29
ムツキが一人、私の前で立ち止まる。
「……エリンと、話をさせて欲しい」
じっ、と私の目を真っ直ぐ見るムツキ。
「あ、そうだ。忘れてた。
トア、ムツキからエリンに伝言があってな。
『ごめん』ってさ」
横からナナがそう言ってきた。
「……今言う、って、どういう了見よ」
ムツキがジト目でナナを睨む。
「それどころじゃなかったんだから、しゃーねえだろ」
「なら別に言わなくて良かった、って言ってんの」
「まあまあ」
私が制止する中、エリンが顕現。
「だってさ。エリン」
「…………」
エリンとムツキが、互いを見つめ合う。
「エリン。その、ごめんなさい。
私が、間違ってた。もう、奴隷みたいに扱わないって約束する。
……だから、戻ってきて、ほしい。私には、あなたが必要なの」
「それは、またヒメさんたちを守る必要が出てきたから?」
「それもある」
「……も?」
「これまで一緒に、幼なじみを守ってきてくれた親友と、仲直りがしたいだけ」
「……ムツキちゃん」
「あなたに見捨てられて、離ればなれになって。
……癪だけど、そこのマヌケな双子と話したあと、無性に、そう思ったの」
「マヌケっておい」
「……って言いたいけど、反論する資格無いわよ私たち……」
――私と離れている間に、何かあったんだろうか?
妖力移す時は、どこか物陰に隠れただろうし。
あれだけ嫌がってた二人が、まさかちゅーするところ見られるような真似するはずないもんね。

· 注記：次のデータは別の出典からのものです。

PR #876, opened 2017-04-19
[XamlC] Check param type in op_Implicit

StephaneDelcroix:
### Description of Change ###

Who could have guessed that picking the first implicit operator with the right return type without checking the input parameter would not work all the time ?

What were the chances that it would fail ?

1 out of a trillion. No more. No less.

But still that particular unlikely case happened. That's really bad luck.

### Bugs Fixed ###

- https://bugzilla.xamarin.com/show_bug.cgi?id=55347

### API Changes ###

/

### Behavioral Changes ###

/

### PR Checklist ###

### DIFF
--- a/Xamarin.Forms.Build.Tasks/TypeReferenceExtensions.cs
+++ b/Xamarin.Forms.Build.Tasks/TypeReferenceExtensions.cs
@@ -249,9 +249,16 @@ namespace Xamarin.Forms.Build.Tasks
 			if (TypeRefComparer.Default.Equals(fromType, toType))
 				return null;
 
-			var implicitOperatorsOnFromType = fromType.GetMethods(md => md.IsPublic && md.IsStatic && md.IsSpecialName && md.Name == "op_Implicit", module);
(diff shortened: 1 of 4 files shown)


Xamarin.Forms.Build.Tasks/TypeReferenceExtensions.cs
```diff
@@ -249,9 +249,16 @@ public static MethodReference GetImplicitOperatorTo(this TypeReference fromType,
 			if (TypeRefComparer.Default.Equals(fromType, toType))
 				return null;
 
-			var implicitOperatorsOnFromType = fromType.GetMethods(md => md.IsPublic && md.IsStatic && md.IsSpecialName && md.Name == "op_Implicit", module);
-			var implicitOperatorsOnToType = toType.GetMethods(md => md.IsPublic && md.IsStatic && md.IsSpecialName && md.Name == "op_Implicit", module);
+			var implicitOperatorsOnFromType = fromType.GetMethods(md =>    md.IsPublic
```
samhouts: This looks insane on GitHub, but whatever. :)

「今度は私が、首輪付けられる側になってもいい。……だから」
エリンが小さく笑う。
「そんなこと、しなくていい。
言ったでしょう?
首輪が嫌だったんじゃない。
乱暴にされるのが嫌だったんじゃない。
ムツキちゃんが、そう言ってくれるなら……私は、大歓迎だよ!」
心底嬉しそうにエリンはそう答えて、一歩ムツキに近付く。
……が、ムツキはその分、一歩下がった。
「……大歓迎なの?」
ムツキは驚きながら聞き返す。
「? もちろんだけど……」
不思議そうにエリンは小首をかしげた。
「……エリン、その……ああいうの、好きだった?」
「ムツキちゃん、1階で別れる時の話、聞いてた? 好きとかじゃなくて、私はそういう風に作られたんだよ」
「……なるほど」
ムツキが深刻に考え込む。
「じゃあ、その……あんまり首に食い込まない、柔らかめの首輪買っておくわ。あるか分かんないけど」
「……待って。なにか勘違いしてない?」
「言われてみれば、最初の頃はそれで強くなれたわけだし。
私はてっきり、エリンは嫌なんだと思ってた。でも、あの頃は大歓迎だったってことでしょ?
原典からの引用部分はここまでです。